Eurozone inflation hits yet another record
Annual inflation in the eurozone's 19 countries has risen to 8.9% in July, up from 8.6% in June.
Inflation in the eurozone reached a new high in July, pushed up by higher energy prices caused in part by the war in Ukraine, though the economy managed some meager growth.
Furthermore, the consumer price index (CPI) peak could be months away, putting pressure on the European Central Bank (ECB) to hike interest rates again in September.
Annual inflation in the eurozone's 19 countries rose to 8.9% in July, up from 8.6% in June, according to the latest figures released Friday by the European Union statistics agency.
Inflation has been at its highest level since 1997 when the euro was introduced.
Energy prices increased by 39.7%, slightly less than the previous month, while food, alcohol, and tobacco prices increased by 9.8%, faster than the previous month.
Meanwhile, the eurozone's economy expanded from April to June, increasing by 0.7% over the previous quarter and by 4% over the same period in 2021.
In contrast, the US economy has contracted for two consecutive quarters, raising fears of a recession with inflation at 40-year highs. However, the job market is stronger than it was before the COVID-19 pandemic, and most economists, including Federal Reserve (Fed) Chair Jerome Powell, do not believe the economy is in recession.
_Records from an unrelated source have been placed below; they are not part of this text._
PR #1498, opened 2023-03-27
WIP: Add Windows Sign On Support

Water261:
Fixes #

- [ ] cargo fmt has been run


micolous:
> I've been talking with @Firstyear and they said you would have some insight about a better way to implement this. This current implementation relies on `static mut` struct which holds all the logic with some wrapper functions.

Hi there! I'm not familiar with the LSA API; so my commentary is based on what I read of the docs, experience working with other Windows APIs, and trying to build stuff for [pGINA](https://github.com/pgina/pgina) a very very long time ago. 😅 

As ugly as it is, a `static mut` is probably the only answer for some of this - the API seems to be built around plug-ins having their own global state, and no "context" or "object" parameter.

The particularly messy part seems to be that for any structures crossing FFI boundaries, LSA assumes that memory was allocated by [`LsaAllocateLsaHeap()`](https://learn.microsoft.com/en-us/windows/win32/api/ntsecpkg/nc-ntsecpkg-lsa_allocate_lsa_heap) and will try to free it when it's done. This will probably need a custom [`GlobalAlloc`](https://doc.rust-lang.org/std/alloc/trait.GlobalAlloc.html); with the caveat it appears that LSA's allocator is a simple `malloc()`-like function with no memory alignment handling.

windows_integration/lsa_mode/src/lib.rs
```diff
@@ -0,0 +1,70 @@
...
+    lsaversion: u32,
+    pkg_ver: *mut u32,
+    pptables: *mut *mut SECPKG_FUNCTION_TABLE,
+    pctables: *mut u32,
+) -> NTSTATUS {
+    unsafe {
+        *pkg_ver = 1u32;
+        *pctables = 39u32;
+
+        let mut tbl_ref = *(*pptables);
```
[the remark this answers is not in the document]
Firstyear: Yeah, I think you'll need a static mut here IMO.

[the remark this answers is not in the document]
Water261: Yeah, fixed it now so the lib creates its own now.

windows_integration/lsa_mode/src/lib.rs
```diff
@@ -0,0 +1,70 @@
...
+#[allow(non_snake_case)]
+pub extern "system" fn SpLsaModeInitialize(
+    lsaversion: u32,
+    pkg_ver: *mut u32,
+    pptables: *mut *mut SECPKG_FUNCTION_TABLE,
+    pctables: *mut u32,
+) -> NTSTATUS {
+    unsafe {
+        *pkg_ver = 1u32;
+        *pctables = 39u32;
```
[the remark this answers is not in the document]
Water261: Fixed

Water261:
Alright, refactor time no. 2. Instead of just being a single lib, there's a daemon which will handle interacting with the kanidm server and caching it correctly. As the SSP/AP will interact with the daemon through windows sockets

windows_integration/src/auth/wrapper.rs
```diff
@@ -0,0 +1,154 @@
...
+        Security::{Authentication::Identity::*, Credentials::STATUS_LOGON_FAILURE},
+        System::Kernel::*,
+    },
+};
+
+use super::package::{AuthError, AuthPackage, AuthInfo};
+
+static mut AUTH_PACKAGE: Lazy<AuthPackage> = Lazy::new(|| AuthPackage::new());
+
+#[tokio::main]
```
Firstyear, line 16: You can wrap tokio::main around a pub async extern like this? This blows my mind.

windows_integration/src/lib.rs
```diff
@@ -0,0 +1,98 @@
...
+    Foundation::{NTSTATUS, STATUS_SUCCESS},
+    Security::Authentication::Identity::SECPKG_FUNCTION_TABLE,
+};
+
+mod auth;
+mod security;
+
+/// # Safety
+/// This should only ever be called by the windows api, and FFI with C++ is always unsafe
+/// So beware of demons I guess :shrug:
```
Firstyear, line 12: Why would this be unsafe? where is this demonic references you mention?

windows_integration/src/lib.rs
```diff
@@ -0,0 +1,98 @@
...
+#[no_mangle]
+#[allow(non_snake_case)]
+pub unsafe extern "system" fn SpLsaModeInitialize(
+    lsa_version: u32,
+    pkg_ver: *mut u32,
+    pptables: *mut *mut SECPKG_FUNCTION_TABLE,
+    pctables: *mut u32,
+) -> NTSTATUS {
+    event!(Level::INFO, "Initialising kanidm Windows client");
```
Firstyear, line 21: Capitalise Kanidm I think

windows_integration/src/lib.rs
```diff
@@ -0,0 +1,98 @@
...
+    event!(
+        Level::INFO,
+        "Local Security Authority Version {}",
+        lsa_version
+    );
+    event!(Level::INFO, "Client Version v{}", env!("CARGO_PKG_VERSION"));
+
+    let package_version_str = format!(
```
Firstyear, line 29: You may need to change these format strings to pad leading zeros since version 1.0.0 would be greater than 0.10.100 but they would format string to 100 and 10100 respectively.

Firstyear (commented):
This is looking really good so far code wise! It would be great to see a README.md in the windows_integration folder that describes "how to test/develop" this post build. Currently while you can do a cargo build to get a dll it's not clear "what" to do with that dll once it exists.

Firstyear:
Also important is "where do the log messages end up" since that'll be needed for debugging :)

windows_integration/src/auth/wrapper.rs
Firstyear, line 16: Forgot to say, you should probably make this "current thlread" to prevent spawning extra threads inside the auth package. Alternately, if you do rt multi-thread, limit it to one created thread.

Water261: Fixed with [e769657](https://github.com/kanidm/kanidm/pull/1498/commits/e7696572064a414b3b1bfd81f5958edecde9cc9a)

windows_integration/README.md
```diff
@@ -0,0 +1,27 @@
...
+
+## Installation
+In order for the client to function, all parts must be installed in the correct place and registry values set. In the future there will be a powershell script and maybe MSI package to automate this.
+
+## SSP/AP
+To install the SSP/AP follow the below steps:
+* Create the directory `C:\Program Files\kanidm`
+* Copy the file `kanidm_win_authlib.dll` to the newly created directory
+* Open the Registry Editor and navigate to `HKEY_LOCAL_MACHINE\System\CurrentControlSet\Control\Lsa`
+* Add the path `C:\Program Files\kandim\kandim_win_authlib\0` (The \0 is a null character)
```
Firstyear, line 15: Should be to the Key "Security Packages".

windows_integration/README.md
```diff
@@ -0,0 +1,27 @@
...
+Currently the client consists of one part, the Security Support Provider & Authentication Package (SSP/AP).
+
+## Building
+The only supported toolchain to build Kanidm's Windows Client is `x86_64-pc-windows-msvc` which requires the MSVC toolchain to be installed. You can get the toolchain with the Visual Studio Workload `Desktop Development with C++`. The toolchain is also available with the same workload in the [Visual Studio Build Tools](https://visualstudio.microsoft.com/downloads/#build-tools-for-visual-studio-2022).
+
+## Installation
+In order for the client to function, all parts must be installed in the correct place and registry values set. In the future there will be a powershell script and maybe MSI package to automate this.
+
+## SSP/AP
+To install the SSP/AP follow the below steps:
```
Firstyear, line 11: you can also do this with powershell:

```
Get-ItemProperty -Path "HKLM:\System\CurrentControlSet\Control\Lsa" -Name "Security Packages"
Set-ItemProperty -Path "HKLM:\System\CurrentControlSet\Control\Lsa" -Name "Security Packages" -Value "C:\Program Files\kanidm\kandim_win_authlib\0"
```

Firstyear (commented):
I've tried this out, but I think I'm missing something - I can't get the AP to load or do anything? Most notably, the log file isn't appearing. Do I need to create that manually?

Water261:
> I've tried this out, but I think I'm missing something - I can't get the AP to load or do anything? Most notably, the log file isn't appearing. Do I need to create that manually? 

The log file should be automatically created. More likely the package failed to initialise. I believe the security support provider functions also have to be implemented for the package to load successfully, so I'll add them in and let you know

windows_integration/README.md
```diff
@@ -0,0 +1,27 @@
...
+* Create the directory `C:\Program Files\kanidm`
+* Copy the file `kanidm_win_authlib.dll` to the newly created directory
+* Open the Registry Editor and navigate to `HKEY_LOCAL_MACHINE\System\CurrentControlSet\Control\Lsa`
+* Add the path `C:\Program Files\kandim\kandim_win_authlib\0\0` (The \0 is a null character)
```
Firstyear, line 15: "Security Packages"

Firstyear: Kan-d-im is incorrect spelling, needs to be kan-i-dm.

Firstyear: Get-EventLog -LogName Security -EntryType Error
Worth putting in the powershell version of the how to get event log to help debug the integration.

Firstyear: Set-ItemProperty -Path "HKLM:\System\CurrentControlSet\Control\Lsa" -Name "Security Packages" -Value "C:\Program Files\kanidm\kanidm_win_authlib\0"

Firstyear: Actually, I think you only need the \0 to seperate multiple dlls - because there is only one here you don't need it and I think that's what's throwing off the reg.

windows_integration/security_package/src/protocol/v1.rs
```diff
@@ -0,0 +1,95 @@
+use kanidm_windows::secpkg::ap_proto::v1::*;
+use tracing::{event, Level};
+
+use crate::package::KANIDM_WINDOWS_CLIENT;
+
+pub async fn handle_request(request: &AuthPkgRequest) -> AuthPkgResponse {
+    return match request {
```
Firstyear, line 7: @Water261 I think that the best way to proceed here will be to simply try running the module like this and attempt a login and see what breaks during usage. We can "guess" what we may need to implement here, but knowing exactly what windows actually calls would be the best way to proceed and implement things. That will also let us know if this is all connected up correctly too. When it comes to SID generation, I have an algorithm in mind too :)

Firstyear:
For future we'll want https://learn.microsoft.com/en-us/windows-server/security/windows-authentication/security-support-provider-interface-architecture

windows_integration/client/src/convert.rs
```diff
@@ -0,0 +1,29 @@
+use tracing::{event, Level};
+use windows::{Win32::Foundation::UNICODE_STRING, core::PWSTR};
+
+pub fn unicode_to_rust(string: UNICODE_STRING) -> Option<String> {
+	match unsafe { string.Buffer.to_string() } {
```
micolous, line 5: This is unsafe, and has buffer overrun problems: https://github.com/microsoft/windows-rs/issues/2566

windows_integration/client/src/convert.rs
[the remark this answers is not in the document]
micolous: Resolving in favour of latter comment

windows_integration/client/install.ps1
```diff
@@ -0,0 +1,21 @@
+$kani_dir = "C:\Program Files\kanidm"
```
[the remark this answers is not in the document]
Water261: 👍 Will convert to registry entry to control location of the config & log

windows_integration/client/src/lib.rs
```diff
@@ -0,0 +1,126 @@
...
+#[tokio::main(flavor = "current_thread")]
+#[no_mangle]
+#[allow(non_snake_case)]
+pub async unsafe extern "system" fn SpLsaModeInitialize(
+    lsa_version: u32,
+    pkg_ver: *mut u32,
+    pptables: *mut *mut SECPKG_FUNCTION_TABLE,
+    pctables: *mut u32,
+) -> NTSTATUS {
+    let file_appender = tracing_appender::rolling::daily(PROGRAM_DIR, "authlib.log");
```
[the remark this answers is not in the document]
Water261: iirc default NT permissions allow for reading by all users, so this does need to be fixed

windows_integration/client/src/lib.rs
```diff
@@ -0,0 +1,126 @@
...
+    let (non_blocking, _guard) = tracing_appender::non_blocking(file_appender);
+
+    tracing_subscriber::fmt().with_writer(non_blocking).init();
+
+    event!(Level::INFO, "Initialising Kanidm Windows client");
```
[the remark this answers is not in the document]
Water261: Probably, might change it at somepoint

windows_integration/client/src/lib.rs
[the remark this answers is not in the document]
yaleman: Can you log this to the application or security log instead?

windows_integration/client/install.ps1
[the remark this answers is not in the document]
Water261: Fixed with 3d42cf6446f43ac7ec2c35231a1a530c317e6a9d

windows_integration/client/src/convert.rs
Water261: @micolous After reading the issue I believe this is fixed with 1954fb05cf7b9217708f86565c3690826f24cdba

windows_integration/client/src/lib.rs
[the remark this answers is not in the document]
Water261: @yaleman With d2307aadb282a001947a2f322006bb398d06aae0 it should log to `Applications and Services Log` now

windows_integration/client/src/convert.rs
micolous: It's not, calling `Buffer.to_string()` is unsafe because it uses `wcslen` to determine the length of the string rather than the `Length` field.

You need to access the raw `*mut u16` pointer from inside the `PWSTR` (`Buffer.0`), and form a slice using the `Length` parameter:

```rust
if string.Length == 0 {
  // MSDN docs state Buffer could be empty for zero length
  return Some(String::new());
}
let result = String::from_utf16(unsafe { std::slice::from_raw_parts(string.Buffer.0, string.Length.into() / 2) });

// error handling for UTF-16 decoding
// ...
```

You should also check:
* `string.Buffer.0` isn't null, and it's properly ali

Water261:
After discussing with a Microsoft employee, we've found out that custom SSP/APs are unsupported and break Microsoft's support requirements (aka no support from MS if custom SSP/APs in use). However this isn't the end of this idea, the recommendation provided was to use Kerberos. This would require further discussion.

Many, however, believe that an economic downturn in the United States will begin later this year or the next, much like in Europe.
Europe's proximity to Ukraine, as well as its reliance on Russian energy, puts it at risk of recession as Moscow restricts natural gas flows that power factories use to generate electricity and heat homes in the winter.
More cuts this week through Nord Stream 1, a major pipeline to Germany, have heightened fears that the Kremlin will completely cut off supplies. Rationing for energy-intensive industries would be forced, and already record-high levels of inflation would be exacerbated by soaring energy prices, threatening to plunge the 27-nation bloc into recession.
While European Union governments approved a measure this week to reduce gas consumption by 15% and passed tax cuts and subsidies to alleviate a cost-of-living crisis, Europe will suffer as a result of its batches of sanctions against Russia.
Read more: Reckless US sanctions on Russia trigger global inflation - The Global Times
A cold winter with high demand for natural gas could deplete storage levels, which governments are now scrambling to fill but have been made noticeably more difficult by Russia's cuts.
Economists' forecasts differ on the impact on economic output, particularly country by country, but ING bank estimates that a complete cutoff of Russian gas to the 19 eurozone countries would cost 1% to 3% of GDP in the short run.
To combat rising inflation, the European Central Bank raised interest rates last week by a larger-than-expected half-point for the first time in 11 years. It will be followed by another increase in September.
Fearing the outsized impact of soaring energy prices linked to the war, the ECB had lagged behind other central banks such as the Fed and the Bank of England in making credit more expensive.